Issue #90, opened 2021-01-12
Resolution with Teams on Windows 10 is too low


westfeld:
Hello everyone,

I am experiencing an issue when using the webcam on a Windows 10 PC with Teams. The resolution is not set to 1080p when using the camera. I checked this using the serial interface and camera-ctl.

**After startup:**
Resolution: 1024x768
Format: JPEG

**When using Teams (preview camera in Teams' settings and in an actual video meeting)**
Resolution: 640x360
Format: MJPG

Right now my workaround is to use OBS and the virtual camera to loop the video through it and indeed I get a nice 1080p HD output from the camera. It would be easier to just do the right thing and not having to fiddle around with OBS.

rdcuk:
I have the same experience.

Am unable to use the Windows Camera app trick mentioned elsewhere. Really need the ability to override the resolution which teams wants. Could it be added to config somewhere?

I know we're effectively making up for the lack of settings in Teams here, but I guess we're all stuck with it :-(

dgsiegel:
We currently set up all resolutions in `package/piwebcam/multi-gadget.sh`. It would be easy to outsource those into a config file in /boot and make them configurable there. Feel free to send a PR.

rdcuk:
Sounds good. I wouldn't really know where to start on this myself (unless you want it re-impementing in COBOL), but if anyone has the time/inclination then I would be happy to test.

westfeld:
I have now rebuilt a new variant of Showmewebcam and just left out the following resolutions in `package/piwebcam/multi-gadget.sh`

    -  config_frame mjpeg m  640  360
    -  config_frame mjpeg m  640  480
    -  config_frame mjpeg m  800  600
    -  config_frame mjpeg m 1024  768


At first sight it looks better, but I will test that. Once it has been confirmed that it works better, we can think about making it configurable more easily.

westfeld:
After more testing with Teams on Windows 10, it works flawlessly in 720p resolution.

rdcuk:
Is there any way to change this on the standard SD card? i.e. without building a specific image on another system

dgsiegel:
No, but we'd be happy to accept a patch making this configurable, e.g. with a file in /boot.

PR #128, opened 2021-04-17
Add configurable resolutions

westfeld:
I need some help where to put the file `resolutions.txt` in the build tree to be included in the `/boot` directory

adresses Issue #90

### DIFF
--- a/README.md
+++ b/README.md
@@ -171,6 +171,51 @@ The previous example sets all controls to disabled, and should thus be safe.
 The parameters directly correspond to the `bmControls` bitfields in the descriptor.
 Please, again, read the documentation linked above.
 
+### Configure available camera resolutions and streaming format
+
+The camera advertizes to the connected host PC the available resolutions and
+streaming formats of the video signal. Usually the best suitable resolution is
+chosen. The available resolutions can be reduced to enforce a specific setting.
+
+By default the camera uses the *Motion JPEG* codec to stream the video signal.
+For the host PC it offers several video resolutions up to 1080p HD video to
+choose from.
+
+These settings can be overwritten by copying the file `video_formats.txt` into
+the `/boot` folder and edit it.
+
+```bash
+cp /etc/video_formats.txt /boot
+```
+
+In this file one line corresponds to one video resolution and streaming format.
+Until now, only mjpeg and uncompressed video are supported. If you want to make
+the lower resolutions up to 720p HD unavailable, you have to comment out the
+first 4 resultions by prepending a `#` to that line.
+
+Please note that you have to reboot your piwebcam (power cyle it) for changes
+to take effect.
+
+Content of `video_formats.txt`
+```
+# Default Show-me webcam supported resolutions
+#
+# format: video format(mjpeg|uncompressed) x-dimension y-dimension
+#
+mjpeg 640 360
+mjpeg 640 480
+mjpeg 800 600
+mjpeg 1024 768
+mjpeg 1280 720
+mjpeg 1280 960
+mjpeg 1440 1080
+mjpeg 1536 864
+mjpeg 1600 900
+mjpeg 1600 1200
+mjpeg 1920 1080
+```
+ 
+
 ## Development & building
 
 Clone or download this repository. Then inside it:
--- a/package/piwebcam/multi-gadget.sh
+++ b/package/piwebcam/multi-gadget.sh
@@ -10,6 +10,11 @@ if [ -f "/boot/enable-serial-debug" ] ; then
   CONFIGURE_USB_SERIAL=true
 fi
 
+VIDEO_FORMATS_FILE=/etc/video_formats.txt
+
+# location of video_formats.txt file if overwritten by the user
+VIDEO_FORMATS_USER_FILE=/boot/video_formats.txt
+
 CONFIG=/sys/kernel/config/usb_gadget/piwebcam
 mkdir -p "$CONFIG"
 cd "$CONFIG" || exit 1
@@ -64,27 +69,29 @@ EOF
 config_usb_webcam () {
   mkdir -p functions/uvc.usb0/control/header/h
 
-  config_frame mjpeg m  640  360
-  config_frame mjpeg m  640  480
-  config_frame mjpeg m  800  600
-  config_frame mjpeg m 1024  768
-  config_frame mjpeg m 1280  720
-  config_frame mjpeg m 1280  960
-  config_frame mjpeg m 1440 1080
-  config_frame mjpeg m 1536  864
-  config_frame mjpeg m 1600  900
-  config_frame mjpeg m 1600 1200
-  config_frame mjpeg m 1920 1080
+  if [ -r $VIDEO_FORMATS_USER_FILE ] ; then
+      FORMATS_FILE=$VIDEO_FORMATS_USER_FILE
+  else
+      FORMATS_FILE=$VIDEO_FORMATS_FILE
+  fi
 
   mkdir -p functions/uvc.usb0/streaming/header/h
-  ln -s functions/uvc.usb0/streaming/mjpeg/m  functions/uvc.usb0/streaming/header/h
   ln -s functions/uvc.usb0/streaming/header/h functions/uvc.usb0/streaming/class/fs
   ln -s functions/uvc.usb0/streaming/header/h functions/uvc.usb0/streaming/class/hs
   ln -s functions/uvc.usb0/control/header/h   functions/uvc.usb0/control/class/fs
 
   ln -s functions/uvc.usb0 configs/c.2/uvc.usb0
-}
 
+   grep -E "^(mjpeg|uncompressed)\s+[[:digit:]]+\s+[[:digit:]]+" $FORMATS_FILE | sed -E "s/\s+/ /g" | while read -r line
+  do
+    VIDEO_FORMAT=$(echo "$line" | cut -d ' ' -f1)
+    HDR_DESC=$(echo "$VIDEO_FORMAT" | cut -c 1)
+    X=$(echo "$line" | cut -d ' ' -f2)
+    Y=$(echo "$line" | cut -d ' ' -f3)
+    config_frame "$VIDEO_FORMAT" "$HDR_DESC" "$X" "$Y"
+    ln -sf "functions/uvc.usb0/streaming/$VIDEO_FORMAT/$HDR_DESC"  functions/uvc.usb0/streaming/header/h
+  done
+} 
 # Check if camera is installed correctly
 if [ ! -e /dev/video0 ] ; then
   echo "I did not detect a camera connected to the Pi. Please check your hardware."
--- a/package/piwebcam/piwebcam.mk
+++ b/package/piwebcam/piwebcam.mk
@@ -21,6 +21,7 @@ define PIWEBCAM_INSTALL_TARGET_CMDS
 	$(INSTALL) -D -m 0755 $(@D)/uvc-gadget $(TARGET_DIR)$(PIWEBCAM_DEST_DIR)
 	$(INSTALL) -D -m 0755 $(PIWEBCAM_PKGDIR)/multi-gadget.sh $(TARGET_DIR)$(PIWEBCAM_DEST_DIR)
 	$(INSTALL) -D -m 0755 $(PIWEBCAM_PKGDIR)/start-webcam.sh $(TARGET_DIR)$(PIWEBCAM_DEST_DIR)
+	$(INSTALL) -D -m 0644 $(PIWEBCAM_PKGDIR)/video_formats.txt $(TARGET_DIR)/etc/video_formats.txt
 endef
 
 define PIWEBCAM_INSTALL_INIT_SYSTEMD
--- a/package/piwebcam/video_formats.txt
+++ b/package/piwebcam/video_formats.txt
@@ -1,0 +1,16 @@
+# Default Show-me webcam supported resolutions
+#
+# format: video format(mjpeg|uncompressed) x-dimension y-dimension
+#
+mjpeg 640 360
+mjpeg 640 480
+mjpeg 800 600
+mjpeg 1024 768
+mjpeg 1280 720
+mjpeg 1280 960
+mjpeg 1440 1080
+mjpeg 1536 864
+mjpeg 1600 900
+mjpeg 1600 1200
+mjpeg 1920 1080
+ 


htruong:
Straightforward and very clean. LGTM. @dgsiegel ?

westfeld:
Thanks for the comment, still I need help how to place the `resolutions.txt` into `/boot`.

package/piwebcam/resolutions.txt
```diff
@@ -0,0 +1,16 @@
+# Default Show-me webcam supported resolutions
+#
+# uncomment resolutions if not wanted
```
mseri, line 3: Shouldn’t this be “comment”?

westfeld: Yes, you are right - commited a fix in 19dc199

westfeld:
Fixes #90

dgsiegel:
Looks very nice, Thomas! Thanks for your work. I'll add a few comments to the patch directly, but would like to merge this as soon as possible and create a new release.

board/post-image.sh
```diff
@@ -90,6 +90,11 @@ __EOF__
 			cat "$BR2_EXTERNAL_PICAM_PATH/camera.txt" >> "${BINARIES_DIR}/camera.txt"
 		fi
 
+		# Add default resolutions.txt if it exists
+		if [ -f "$BR2_EXTERNAL_PICAM_PATH/package/piwebcam/resolutions.txt" ]; then
```
dgsiegel, line 94: I don't think this should be an optional file, like `camera.txt` is. We could certainly move this file to `/etc`.

In that case I *think* you could move that line to `package/piwebcam/piwebcam.mk`?

package/piwebcam/multi-gadget.sh
```diff
@@ -64,17 +66,26 @@ EOF
...
+    config_frame mjpeg m  640  480
+    config_frame mjpeg m  800  600
+    config_frame mjpeg m 1024  768
+    config_frame mjpeg m 1280  720
+    config_frame mjpeg m 1280  960
+    config_frame mjpeg m 1440 1080
+    config_frame mjpeg m 1536  864
+    config_frame mjpeg m 1600  900
+    config_frame mjpeg m 1600 1200
+    config_frame mjpeg m 1920 1080
```
dgsiegel, line 87: See above, this could be a global configuration setting

package/piwebcam/multi-gadget.sh
```diff
@@ -64,17 +66,26 @@ EOF
...
-  config_frame mjpeg m 1024  768
-  config_frame mjpeg m 1280  720
-  config_frame mjpeg m 1280  960
-  config_frame mjpeg m 1440 1080
-  config_frame mjpeg m 1536  864
-  config_frame mjpeg m 1600  900
-  config_frame mjpeg m 1600 1200
-  config_frame mjpeg m 1920 1080
+  if [ -f "$RESOLUTION_FILE" ] ; then
+    sed "s/ //g" "$RESOLUTION_FILE" | grep "\S" | grep -vE "^\#" | while read -r line
```
dgsiegel, line 70: I am pondering about the right format of that file. One might want to use `raw` instead of `mjpeg` or even `mp4` if uvc-gadget gets support for that. In that case it would be better to add the format to that file as well. Also, it's quite error prone to parse it like that.

How about:

```
mjpeg 640 360
mjpeg 640 480
...
```
That way you could parse it with awk and drop that line if it does not contain out of 3 words. (Bonus point if you check for valid formats and if the latter two arguments are integers)

This would then for example allow to easily use `raw` etc. As for the configfs name you'd then just use the first letter of the format.

Further opinions welcome!

board/post-image.sh
westfeld: I could do that, however the aim of this PR was to make the output resolutions configurable without having to build the whole image.

One could put the default file into `/etc` and make it possible to overwrite it with another file in `/boot` however I see no advantage in there.

package/piwebcam/multi-gadget.sh
westfeld: I will have a look at this. I would then rename the input file from `resolutions.txt` to `output_formats.conf`.

board/post-image.sh
dgsiegel: Well, we get a new build with each PR/commit so this shouldn't be an issue :)

The advantage would be that configuration settings shouldn't belong inside shell files. Furthermore /boot is writeable, whereas /etc is not.

package/piwebcam/multi-gadget.sh
dgsiegel: Let's keep the "txt" extensions as all the other files do use that too. Looking forward to your ideas.

package/piwebcam/video_formats.txt
```diff
@@ -0,0 +1,16 @@
+# Default Show-me webcam supported resolutions
+#
+# format: video format(mjpeg|raw|mp4) x-dimension y-dimension
```
dgsiegel, line 3: mp4 is not yet supported unfortunately, see https://github.com/peterbay/uvc-gadget/issues/8

Currently we only have `mjpeg` and `uncompressed`, see: https://github.com/raspberrypi/linux/blob/rpi-5.4.y/drivers/usb/gadget/function/uvc_configfs.c#L767

board/post-image.sh
```diff
@@ -90,6 +90,9 @@ __EOF__
 			cat "$BR2_EXTERNAL_PICAM_PATH/camera.txt" >> "${BINARIES_DIR}/camera.txt"
 		fi
 
+		# Add default video_formats.txt
+                cp "$BR2_EXTERNAL_PICAM_PATH/package/piwebcam/video_formats.txt" "${BINARIES_DIR}/video_formats.txt"
```
dgsiegel, line 94: This should be part of `package/piwebcam/piwebcam.mk`. Any reason why you chose `video_formats` instead of `resolutions`. Happy with both, it's just a longer name.

package/piwebcam/multi-gadget.sh
```diff
@@ -64,17 +66,13 @@ EOF
...
-  config_frame mjpeg m  800  600
-  config_frame mjpeg m 1024  768
-  config_frame mjpeg m 1280  720
-  config_frame mjpeg m 1280  960
-  config_frame mjpeg m 1440 1080
-  config_frame mjpeg m 1536  864
-  config_frame mjpeg m 1600  900
-  config_frame mjpeg m 1600 1200
-  config_frame mjpeg m 1920 1080
+  grep -E "(mjpeg|raw|mp4)\s+[[:digit:]]+\s+[[:digit:]]+" $VIDEO_FORMATS_FILE | sed -E "s/\s+/ /g" | while read -r line
```
dgsiegel, line 69: Looks a lot better. Might want to add `^` to start at the beginning of a line and/or exclude lines starting with `#`. awk might be perfect for this but happy to keep it like this as well.

package/piwebcam/multi-gadget.sh
```diff
@@ -64,17 +66,13 @@ EOF
...
+  do
+    VIDEO_FORMAT=$(echo "$line" | cut -d ' ' -f1)
+    X=$(echo "$line" | cut -d ' ' -f2)
+    Y=$(echo "$line" | cut -d ' ' -f3)
+    config_frame "$VIDEO_FORMAT" m "$X" "$Y"
```
dgsiegel, line 74: "m" should be the first character of the format instead of being hardcoded

package/piwebcam/multi-gadget.sh
westfeld: resolved, see fb0418a

package/piwebcam/video_formats.txt
westfeld: I corrected that in fb0418a

board/post-image.sh
westfeld: My idea of the fix was to be able to configure the piwebcam to ignore resolutions after the image has been burned to an SD card.

So if you see that the resolution is too low, you can put the SD card into your PC and change the `video_formats.txt` file on the `/boot` partition, reinsert it back into your raspberrypi and it will work.

The reason why I changed the name was that now not only the resolution gets configurable, but also the streaming format. So I thought naming the file just `resolutions.txt` is misleading.

package/piwebcam/multi-gadget.sh
westfeld: To be honest I do not know what the "m" parameter in the config file function call does. It creates some file for USB configuration. So does it have to be changeable? How should the config file look like?

    m mjpeg 1920 1080

or

    mmjpeg 1920 1080

In the second case I would just take the very first character. What about the syntax checking? Should it be only "m" at the moment?

package/piwebcam/multi-gadget.sh
westfeld: To be honest, I have not dived into awk, yet. If it is really beneficial I would go that route, though.

package/piwebcam/multi-gadget.sh
dgsiegel: That single character is the specific streaming header descriptor, "m" for mjpeg and "u" for uncompressed. I *think* you could use any letter, hence I've said to just use the first letter of the format.

board/post-image.sh
dgsiegel: Right, this approach is sensible. What I meant however was to use the Makefile instead of the shell script to add that file.

westfeld: I have looked into this a bit more. But I did not find out how to place files in the `/boot` partition out of a buildroot package. I understood how to place files into the staging area to be included in the image, but I am not sure if this counts for the `/boot` partition, as well...

dgsiegel: Oh you don't have to, /etc would be the right place for this. A user should then be able to overwrite that file from /boot. Just add this line to `package/piwebcam/piwebcam.mk`

```
$(INSTALL) -D -m 644 $(PIWEBCAM_PKGDIR)/video_formats.txt $(TARGET_DIR)/etc/video_formats
```

Nevertheless I think we should come up with a better name for this file?

westfeld: I have implemented the installation in 618e516 and I am open to suggestions for another file name.

dgsiegel (dismissed):

dgsiegel:
@htruong any idea for a better file name? Other than that I think we can merge this now.

westfeld:
What do you think of ’vformats.txt’

htruong:
I think `video_formats.txt` is good (`vformats.txt`, on the other hand is short but is a bit obscure). I will give it a spin before merging :)

westfeld:
I thought adding some documentation would be nice. Is it OK to put it there or would it be better in the wiki?

dgsiegel:
> I thought adding some documentation would be nice. Is it OK to put it there or would it be better in the wiki?

This is great, thanks! I'd only add that client apps will chose resolutions automatically, hence it's only needed to reduce available resolutions if you want to enforce a specific setting.

westfeld:
@dgsiegel Thanks for the kind introduction and the comments. It helped me as a first-contributor to this project. I am using the showmewebcam everyday and it is great (Pi0 + HQ).

dgsiegel:
> @dgsiegel Thanks for the kind introduction and the comments. It helped me as a first-contributor to this project. I am using the showmewebcam everyday and it is great (Pi0 + HQ).

Thanks :) Glad to have you on board. Let's wait for @htruong to give it a spin and then merge it.

README.md
```diff
@@ -153,6 +153,55 @@ You can edit `camera.txt` on-target by remounting `/boot` read-write:
...
 
+### Configure available camera resolutions and streaming format
+
+The camera advertizes to the connected host PC the available resolutions and
+streaming formats of the video signal. Usually the best suitable resolution is
+chosen. The available resolutions can be reduced to enforce a specific setting.
+
+For example: MS Teams on Windows 10 is picking only a very low resolution and
+the picture looks blurry. To fix this, the low resolutions can be removed from
+the advertized set.
```
dgsiegel, line 164: Just a minor nitpick: Many haven't had this issue with Teams on WIndows, some did however. I'd guess this paragraph would be better suited for the FAQ (https://github.com/showmewebcam/showmewebcam/wiki/FAQ) than the Readme.

westfeld: I have moved the use case from the README to the wiki.

package/piwebcam/multi-gadget.sh
```diff
@@ -64,17 +69,20 @@ EOF
...
+  do
+    VIDEO_FORMAT=$(echo "$line" | cut -d ' ' -f1)
+    HDR_DESC=$(echo "$VIDEO_FORMAT" | cut -c 1)
+    X=$(echo "$line" | cut -d ' ' -f2)
+    Y=$(echo "$line" | cut -d ' ' -f3)
+    config_frame "$VIDEO_FORMAT" "$HDR_DESC" "$X" "$Y"
+  done
 
   mkdir -p functions/uvc.usb0/streaming/header/h
   ln -s functions/uvc.usb0/streaming/mjpeg/m  functions/uvc.usb0/streaming/header/h
```
wherget, line 88: AFAICS, you'd need to link `functions/uvc.usb0/streaming/uncompressed/u` as well for uncompressed formats to work. Did you try it with `uncompressed`?

package/piwebcam/multi-gadget.sh
```diff
@@ -64,17 +69,20 @@ EOF
...
-  config_frame mjpeg m  800  600
-  config_frame mjpeg m 1024  768
-  config_frame mjpeg m 1280  720
-  config_frame mjpeg m 1280  960
-  config_frame mjpeg m 1440 1080
-  config_frame mjpeg m 1536  864
-  config_frame mjpeg m 1600  900
-  config_frame mjpeg m 1600 1200
-  config_frame mjpeg m 1920 1080
+  if [ ! -e $VIDEO_FORMATS_USER_FILE ] ; then
```
wherget, line 72: This sounds the wrong way round. If user file does NOT exist, use user file as formats file? Did you check this with a custom file that does specify some other formats?

Also, how do you feel about a stronger check, i.e. "file is readable" `-r` or even "not empty" `-s`

package/piwebcam/piwebcam.mk
```diff
@@ -21,6 +21,7 @@ define PIWEBCAM_INSTALL_TARGET_CMDS
 	$(INSTALL) -D -m 0755 $(@D)/uvc-gadget $(TARGET_DIR)$(PIWEBCAM_DEST_DIR)
 	$(INSTALL) -D -m 0755 $(PIWEBCAM_PKGDIR)/multi-gadget.sh $(TARGET_DIR)$(PIWEBCAM_DEST_DIR)
 	$(INSTALL) -D -m 0755 $(PIWEBCAM_PKGDIR)/start-webcam.sh $(TARGET_DIR)$(PIWEBCAM_DEST_DIR)
+	$(INSTALL) -D -m 644 $(PIWEBCAM_PKGDIR)/video_formats.txt $(TARGET_DIR)/etc/video_formats.txt
```
wherget, line 24: If only for symmetry reasons, I'd prefer the full set of mode bits, i.e. `0644`.

wherget (commented):
I really like this (tbh I implemented almost the same, but yours has a few more niceties), but I think there's still a few kinks in the code, which I've taken the liberty to annotate.

package/piwebcam/multi-gadget.sh
dgsiegel: Oh true, I've missed that. Thanks!

@westfeld, basically for every given format you need to link the headers

For mjpeg:

`   ln -s functions/uvc.usb0/streaming/mjpeg/m  functions/uvc.usb0/streaming/header/h `

For uncompressed:

`   ln -s functions/uvc.usb0/streaming/uncompressed/u  functions/uvc.usb0/streaming/header/h `

package/piwebcam/multi-gadget.sh
dgsiegel: Right, you could set ` VIDEO_FORMATS_FILE=/etc/video_formats.txt` as default, and overwrite it if a user file exists. It should always be readable, as /boot is FAT. But you're right, better safe than sorry :)

htruong (commented):
Also, can you kindly squash those commits together and then force push to the PR :)? That will make it a little bit cleaner.

westfeld:
I have implemented the changes locally, but I have to test the resolutions and the handling of the uncompressed video before pushing, first.

HunterAP23:
Saw that the issue I created was tagged in this, thanks for working so hard on this!

I wanted to ask if higher than 1080p resolutions were tested, as well as >30fps was also tested (or if they need to be tested). I know that #72 is a not-yet merged request or adding 60fps support, but I was curious to see if it was at least technically feasible. 

The Pi Zero / Zero W could theoretically support 1080p60 over USB 2 (30fps is 1.87 Gbps and 60fps would be 3.73 Gbps, which is below the 5Gbps spec of USB 2).

The Pi 4 has the advantage of having 10Gbps bandwidth, so it could achieve 3840x2160 at 30fps using 7.46 Gbps, or an odd resolution like 1440p at 60fps using 6.64 Gbps. 2160p would require the HQ camera module, whereas 1440p would requirethe Camera V2 module.

I can try and test these settings myself and reporting back if need be, I was just curious if there are plans to add those options or if there are any known issues for them

westfeld:
Thanks @HunterAP23 for commenting. I will get back to you once I get this PR up and running.

Right now I have a HQ camera and a Pi zero and a Pi zero w for testing.

I will test several resolutions and streaming formats (mjpeg vs. uncompressed).

Changing the frame rate is at the moment not yet implemented, but it is certainly possible. I think it is important to only allow settings which are compatible to the used hardware.

htruong (approved):

package/piwebcam/multi-gadget.sh
```diff
@@ -64,27 +69,29 @@ EOF
...
-}
 
+   grep -E "^(mjpeg|uncompressed)\s+[[:digit:]]+\s+[[:digit:]]+" $FORMATS_FILE | sed -E "s/\s+/ /g" | while read -r line
+  do
+    VIDEO_FORMAT=$(echo "$line" | cut -d ' ' -f1)
+    HDR_DESC=$(echo "$VIDEO_FORMAT" | cut -c 1)
+    X=$(echo "$line" | cut -d ' ' -f2)
+    Y=$(echo "$line" | cut -d ' ' -f3)
+    config_frame "$VIDEO_FORMAT" "$HDR_DESC" "$X" "$Y"
+    ln -sf functions/uvc.usb0/streaming/$VIDEO_FORMAT/$HDR_DESC  functions/uvc.usb0/streaming/header/h
```
wherget, line 92: Shellcheck reasonably complained about quoting here
```suggestion
    ln -sf "functions/uvc.usb0/streaming/$VIDEO_FORMAT/$HDR_DESC"  functions/uvc.usb0/streaming/header/h
```

htruong (commented):
Squash with previous commit?

package/piwebcam/multi-gadget.sh
```diff
@@ -64,27 +69,29 @@ EOF
...
-  config_frame mjpeg m 1280  960
-  config_frame mjpeg m 1440 1080
-  config_frame mjpeg m 1536  864
-  config_frame mjpeg m 1600  900
-  config_frame mjpeg m 1600 1200
-  config_frame mjpeg m 1920 1080
+  if [ -r $VIDEO_FORMATS_USER_FILE ] ; then
+      FORMATS_FILE=$VIDEO_FORMATS_USER_FILE
+  else
+      FORMATS_FILE=$VIDEO_FORMATS_FILE
```
dgsiegel, line 75: Small nitpick: the file uses 2 spaces indentation, here's 4.

package/piwebcam/multi-gadget.sh
```diff
@@ -64,27 +69,29 @@ EOF
...
   mkdir -p functions/uvc.usb0/streaming/header/h
-  ln -s functions/uvc.usb0/streaming/mjpeg/m  functions/uvc.usb0/streaming/header/h
   ln -s functions/uvc.usb0/streaming/header/h functions/uvc.usb0/streaming/class/fs
   ln -s functions/uvc.usb0/streaming/header/h functions/uvc.usb0/streaming/class/hs
   ln -s functions/uvc.usb0/control/header/h   functions/uvc.usb0/control/class/fs
 
   ln -s functions/uvc.usb0 configs/c.2/uvc.usb0
-}
 
+   grep -E "^(mjpeg|uncompressed)\s+[[:digit:]]+\s+[[:digit:]]+" $FORMATS_FILE | sed -E "s/\s+/ /g" | while read -r line
```
dgsiegel, line 85: Small nitpick: single space before `grep`

package/piwebcam/multi-gadget.sh
```diff
@@ -64,27 +69,29 @@ EOF
...
+  do
+    VIDEO_FORMAT=$(echo "$line" | cut -d ' ' -f1)
+    HDR_DESC=$(echo "$VIDEO_FORMAT" | cut -c 1)
+    X=$(echo "$line" | cut -d ' ' -f2)
+    Y=$(echo "$line" | cut -d ' ' -f3)
+    config_frame "$VIDEO_FORMAT" "$HDR_DESC" "$X" "$Y"
+    ln -sf "functions/uvc.usb0/streaming/$VIDEO_FORMAT/$HDR_DESC"  functions/uvc.usb0/streaming/header/h
```
dgsiegel, line 92: Small nitpick: double space between the two arguments

package/piwebcam/video_formats.txt
```diff
@@ -0,0 +1,16 @@
...
+mjpeg 800 600
+mjpeg 1024 768
+mjpeg 1280 720
+mjpeg 1280 960
+mjpeg 1440 1080
+mjpeg 1536 864
+mjpeg 1600 900
+mjpeg 1600 1200
+mjpeg 1920 1080
+
```
dgsiegel, line 16: Small nitpick: Empty line

dgsiegel (changes requested):
Just a few small nitpicks here and there. Other than that I am looking forward to our next release :)

whi-tw:
Is there any way to speed this along if it appears to just be blocked by style changes (ie. fix the formatting during the merge process?)

HunterAP23:
I wasn't sure how to go about making the changes requested, so I opted to make a fork of [westfeld:select_resolutions](https://github.com/westfeld/showmewebcam/tree/select_resolutions) with those changes made and created a [PR ](https://github.com/westfeld/showmewebcam/pull/1) to it. Once that PR is merged, those changes should appear on this PR.

dgsiegel:
I've updated and rebased this PR in #154

dgsiegel:
Merged via #154. Thanks @westfeld, @HunterAP23 & @wherget for your help!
#####
> TASK BRIEF
Copy whichever lines in the listing above hold "certainly".

> SOLVED EXERCISE
dgsiegel, line 94: I don't think this should be an optional file, like `camera.txt` is. We could certainly move this file to `/etc`.
Changing the frame rate is at the moment not yet implemented, but it is certainly possible. I think it is important to only allow settings which are compatible to the used hardware.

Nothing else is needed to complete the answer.